_Brief_
Your answer should be the lines of the data below that contain "collecting".

Start of Block

Issue #19562, opened 2024-10-31
`LazyFrame` has incorrect schema following aggregation of an exploded list column expression


nsfinkelstein:
### Checks

- [X] I have checked that this issue has not already been reported.
- [X] I have confirmed this bug exists on the [latest version](https://pypi.org/project/polars/) of Polars.

### Reproducible example

```python
import polars as pl

df = pl.LazyFrame({ 'a': [0, 0, 1, 2], 'b': [['a'], ['b'], ['c'], ['d', 'e']]})
df1 = df.group_by('a').agg(pl.col('b').explode())
df2 = df1.collect()

print(df1.collect_schema())
print(df2.collect_schema())
assert df1.collect_schema() == df2.collect_schema(), 'collecting should not change schema'
```

### Log output

```shell
Schema([('a', Int64), ('b', String)])
Schema([('a', Int64), ('b', List(String))])
---------------------------------------------------------------------------
AssertionError                            Traceback (most recent call last)
Cell In[1], line 9
      7 print(df1.collect_schema())
      8 print(df2.collect_schema())
----> 9 assert df1.collect_schema() == df2.collect_schema(), 'collecting should not change schema'

AssertionError: collecting should not change schema
```

### Issue description

The `LazyFrame` seems to lose track of the correct schema when aggregating an exploded list expression. This is resolved upon calling `collect`, however it can lead to some difficult bugs if there are lazy operations following the aggregation.

### Expected behavior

End of Block

_Solution_
assert df1.collect_schema() == df2.collect_schema(), 'collecting should not change schema'
----> 9 assert df1.collect_schema() == df2.collect_schema(), 'collecting should not change schema'
AssertionError: collecting should not change schema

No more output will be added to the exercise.